**Goal of the exercise:** Filter the records for "which" and keep each line that has it.

**Entries provided:**
★ ★ ★ ★ ★ ★ ★

PR #6646, opened 2026-08-18
Skip mark-read only when the server has no message in the channel

gpunto:
### Goal

The mark-read guard added in #6643 skips whenever the last item in the list is the current user's own local-only message, which also suppresses legitimate mark-read in channels the server does have messages for. An `error` message is terminal, so a rejected or moderation-bounced send stays the last item and keeps those channels unread indefinitely.

Skip only when the server tracks none of the loaded messages, which is the case that produces the malformed read event. Read state leaves out our own not-yet-persisted messages, and silent and shadowed ones from anyone, so none of them can resolve a mark-read call.

v6 port of #6644, plus the silent and shadowed cases. Closes [AND-1395](https://linear.app/stream/issue/AND-1395/mark-read-fires-on-server-rejected-message-echoes-emitting-messageread)

### Implementation

- `MessageListController.markLastMessageReadInternal`: replace the "last item is our own local-only message" check with "no loaded message is one the server tracks", via a new `Message.isInServerReadState` predicate covering local-only, `silent` and `shadowed`.
- Reword the `isLocalOnly` KDoc: an ephemeral row is persisted server side, it is left out of message queries and read state.
- Tests: error and ephemeral cases now hold only our own local-only message, plus new cases for a silent-only channel, a shadowed-only channel, a silent message following a tracked one, and a server-side message preceding the echo.
- `randomMessage` randomises `silent`, which the gate now keys on, so the mark-read tests and the `nowMessage` helper pin it explicitly.

### Testing

- Unit tests as above, rerun to confirm they are deterministic now that the gate reads a randomised field.
- Verified on device against two frozen channels. With no server-side message the guard rejects and no read request is sent, and the channel read state stays untouched. With server-side messages the request goes out, the unread count clears, and the emitted event carries a populated `last_read_message_id`.

### DIFF
--- a/stream-chat-android-ui-common/src/main/kotlin/io/getstream/chat/android/ui/common/feature/messages/list/MessageListController.kt
+++ b/stream-chat-android-ui-common/src/main/kotlin/io/getstream/chat/android/ui/common/feature/messages/list/MessageListController.kt
@@ -1724,13 +1724,10 @@ public class MessageListController(
         val messageText = message?.text
         logger.d { "[markLastMessageRead] cid: $cid, msgId($isInThread): $messageId, msgText: \"$messageText\"" }
 
-        // The server keeps our own local-only messages out of its read state, so marking read
-        // without any other message makes it emit message.read with no last_read_message_id.
+        // Marking read with nothing the server tracks makes it emit message.read with no
+        // last_read_message_id.
         val currentUserId = clientState.user.value?.id
-        val hasServerSideMessage = messageItems.any { item ->
-            !(item.message.isMine(currentUserId) && item.message.isLocalOnly())
-        }
-        if (!hasServerSideMessage) {
+        if (messageItems.none { it.message.isInServerReadState(currentUserId) }) {
             logger.v { "[markLastMessageRead] cid: $cid; rejected[$isInThread] (no server-side message)" }
             return
         }
@@ -1748,6 +1745,11 @@ public class MessageListController(
             markChannelAsRead()
         }
     }
+
+    // The server keeps our own local-only messages out of its read state, and silent and shadowed
+    // ones from anyone, so none of them can resolve a mark-read call.
+    private fun Message.isInServerReadState(currentUserId: String?): Boolean =
+        !(isMine(currentUserId) && isLocalOnly()) && !silent && !shadowed
 
     private fun markChannelAsRead() {
         val (channelType, channelId) = cid.cidToTypeAndId()
--- a/stream-chat-android-ui-common/src/main/kotlin/io/getstream/chat/android/ui/common/feature/messages/list/MessageListController.kt
+++ b/stream-chat-android-ui-common/src/main/kotlin/io/getstream/chat/android/ui/common/feature/messages/list/MessageListController.kt
@@ -33,6 +33,7 @@ import io.getstream.chat.android.client.utils.message.isDeleted
 import io.getstream.chat.android.client.utils.message.isError
 import io.getstream.chat.android.client.utils.message.isGiphy
 import io.getstream.chat.android.client.utils.message.isLocalOnly
+import io.getstream.chat.android.client.utils.message.isMine
 import io.getstream.chat.android.client.utils.message.isModerationBounce
 import io.getstream.chat.android.client.utils.message.isModerationError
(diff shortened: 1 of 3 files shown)


stream-chat-android-ui-common/src/main/kotlin/io/getstream/chat/android/ui/common/feature/messages/list/MessageListController.kt
```diff
@@ -1717,19 +1718,20 @@ public class MessageListController(
...
 
-        // Marking read while our own local-only message is at the bottom makes a channel the
-        // server sees as empty emit message.read with no last_read_message_id.
+        // The server keeps our own local-only messages out of its read state, so marking read
+        // without any other message makes it emit message.read with no last_read_message_id.
         val currentUserId = clientState.user.value?.id
-        if (message != null && message.user.id == currentUserId && message.isLocalOnly()) {
-            logger.v { "[markLastMessageRead] cid: $cid; rejected[$isInThread] (own local-only): $messageId" }
+        val hasServerSideMessage = messageItems.any { item ->
+            !(item.message.isMine(currentUserId) && item.message.isLocalOnly())
```
andremion: Not blocking, just noting it while this is fresh: the gate treats any message that is not our own local-only one as proof the server has something to resolve, but the server also leaves silent and shadowed messages out of its read state. Both fields are on `Message` and neither is filtered out of `messageItems`, so a channel whose only message is a silent system message (the text passed to `addMembers`, say) still reaches `markRead` with nothing to resolve, and the same goes for a shadow-banned user's own message. The old check let both through too, so nothing got worse here. Any appetite for adding silent and shadowed to the predicate, or would you rather keep that separate?

andremion (approved):
Looks good. One non-blocking note inline.

stream-chat-android-ui-common/src/main/kotlin/io/getstream/chat/android/ui/common/feature/messages/list/MessageListController.kt
```diff
@@ -1717,19 +1718,20 @@ public class MessageListController(
...
+        }
```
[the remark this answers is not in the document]
andremion: For what it's worth, `isMine(null)` returned false before this PR too, so a null user already let the gate pass. Doesn't look like a regression from this change.

stream-chat-android-ui-common/src/main/kotlin/io/getstream/chat/android/ui/common/feature/messages/list/MessageListController.kt
gpunto: Added in 4d5430e. The gate now asks whether the server tracks a message rather than whether it is our own local-only one:

```kotlin
// The server keeps our own local-only messages out of its read state, and silent and shadowed
// ones from anyone, so none of them can resolve a mark-read call.
private fun Message.isInServerReadState(currentUserId: String?): Boolean =
    !(isMine(currentUserId) && isLocalOnly()) && !silent && !shadowed
```

`silent` and `shadowed` apply regardless of sender, unlike the local-only condition, since the backend excludes them for everyone.

What convinced me it is free rather than a trade-off: the docs define `silent` as "do not increment unread counts or mark channels as unread", so a channel holding only silent messages has an unread count of zero by definition and nothing for a cursor to advance to. Shadowed is the same shape, "their messages are only visible to themselves". A channel that mixes a normal message with a trailing silent one still marks read, since the normal message qualifies.

Two things worth knowing:

- `randomMessage` randomises `silent`, so the gate reading that field made the peer-message tests flaky, and one existing test (`When system message arrives, markRead should be invoked for that channel`) failed immediately through the `nowMessage` helper. Both are pinned now, and I reran the class to confirm determinism.
- I also went looking for a backend defect here and did not find one: excluding silent messages from read state is intentional per the docs, so there is nothing to file on that side. Only the client-side call needed fixing.

gpunto: Forgot to mention: this only covers v6. #6644 already merged, so develop needs the same change as a separate PR, and we will take care of that too.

★ ★ ★ ★ ★ ★ ★

**Your response:**
The mark-read guard added in #6643 skips whenever the last item in the list is the current user's own local-only message, which also suppresses legitimate mark-read in channels the server does have messages for. An `error` message is terminal, so a rejected or moderation-bounced send stays the last item and keeps those channels unread indefinitely.
Skip only when the server tracks none of the loaded messages, which is the case that produces the malformed read event. Read state leaves out our own not-yet-persisted messages, and silent and shadowed ones from anyone, so none of them can resolve a mark-read call.
- `randomMessage` randomises `silent`, which the gate now keys on, so the mark-read tests and the `nowMessage` helper pin it explicitly.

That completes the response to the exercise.